Issue #1212, opened 2016-01-25
Separate AssertionHelper project or assembly


CharliePoole:
Issue #1211 brings up the question. Maintaining a separate syntax using AssertionHelper is a bit of a burden and we have not kept it up to date. Perhaps it's time to drop it.

I'm creating this issue in case there is a silent fan base for AssertionHelper, so that folks may speak up in its favor. If we keep it, we should update it, but let's decide whether we want to keep it first,

A suboption would be to remove it from NUnit and publish it as a separate addon.

rprouse:
I didn't even know we had an AssertionHelper :fearful:

CharliePoole:
I take that as a vote for removal. :-)

oznetmaster:
I never knew we had one either :(

oznetmaster:
What does it do, or what is it supposed to do?

CharliePoole:
Your test class inherits from it, giving you a syntax for assertions that doesn't require a static class name. See, for example, https://github.com/nunit/nunit-csharp-samples/blob/master/syntax/AssertSyntaxTests.cs and scan for "Expect"

As I commented in #1211, it has not been kept up to date with the latest features of the Assert.That syntax. Ideally, if we keep it, I think it should be spun off into a separate project and maintained by people who actually use it.

rprouse:
> As I commented in #1211, it has not been kept up to date with the latest features of the Assert.That syntax. Ideally, if we keep it, I think it should be spun off into a separate project and maintained by people who actually use it.

I agree. How many ways to we want to support writing asserts? Keeping Assume in sync with Assert is hard enough :smile:

appel1:
In many cases you can use "using static nunit.framework.Assert" instead I think. So I don't mind if it was removed.

OsirisTerje:
Agree with the above,  didn't know it existed either.  
Remove or move it out just for safekeeping.

OsirisTerje:
Could we extract the helper in a nuget package - just create one manually for now since it is a kind of probe, and then see how many would download it ?  
If it gets  lets say less than 1000 over a 6 month period, then we drop it.

MSK61:
I use it frequently in my projects, but I'm strongly in favor of phasing it out of NUnit(by either complete removal or moving to subsidiary package). I can easily refactor my projects to do without it; it's just a couple of find and replace for Expect(and the compiler will take care of the rest flagging errors where appropriate).

CharliePoole:
[...]

PR #1250, opened 2016-02-06
Move AssertionHelper tests to a separate class

CharliePoole:
This is in support of #1212 but does not complete it. I'd like to get it merged since it supports whichever path we follow with AssertionHelper by creating a separate test class for it and removing all other references throughout our tests. That way we can either migrate it to a separate project or simply drop it in the future.


rprouse:
Merging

- - - -

WHAT YOU HAVE TO DO:
Show each line of the data that contains the string "class".

SOLUTION TO THIS TASK:
Your test class inherits from it, giving you a syntax for assertions that doesn't require a static class name. See, for example, https://github.com/nunit/nunit-csharp-samples/blob/master/syntax/AssertSyntaxTests.cs and scan for "Expect"
Move AssertionHelper tests to a separate class
This is in support of #1212 but does not complete it. I'd like to get it merged since it supports whichever path we follow with AssertionHelper by creating a separate test class for it and removing all other references throughout our tests. That way we can either migrate it to a separate project or simply drop it in the future.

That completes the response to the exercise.